--- Study material Enclosed Below ---

PR #836, opened 2023-10-23
Various improvements based on loadtests

XAMPPRocky:
A continuation of #777 this contains various improvements based on loadtests. This is separated because I attempted to add io-uring to #777 and would like to be able to have both images available (if I can ever get io-uring to compile).


markmandel:
I'm at a conference today/tomorrow - but I can have a look at why the Agones test is failing when I get back, if that's useful.

markmandel:
I assume this is more of a WIP PR, than something you want review on?

Just wanted to check real quick.

koslib (approved):

XAMPPRocky:
> I assume this is more of a WIP PR, than something you want review on?

Correct, this is just a collection of the changes I've made it to make it handle load better, it's all in one PR right now to make it easy to pull an image. Once I have more time the goal is to cherry-pick individual commits into their own PRs so they can each be reviewed separately.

--- End of Enclosed Study material ---

Work required: All lines from the one with "A continuation of" to the end of the records must be set down exactly. Skip every line before it.

Written solution:
A continuation of #777 this contains various improvements based on loadtests. This is separated because I attempted to add io-uring to #777 and would like to be able to have both images available (if I can ever get io-uring to compile).


markmandel:
I'm at a conference today/tomorrow - but I can have a look at why the Agones test is failing when I get back, if that's useful.

markmandel:
I assume this is more of a WIP PR, than something you want review on?

Just wanted to check real quick.

koslib (approved):

XAMPPRocky:
> I assume this is more of a WIP PR, than something you want review on?

Correct, this is just a collection of the changes I've made it to make it handle load better, it's all in one PR right now to make it easy to pull an image. Once I have more time the goal is to cherry-pick individual commits into their own PRs so they can each be reviewed separately.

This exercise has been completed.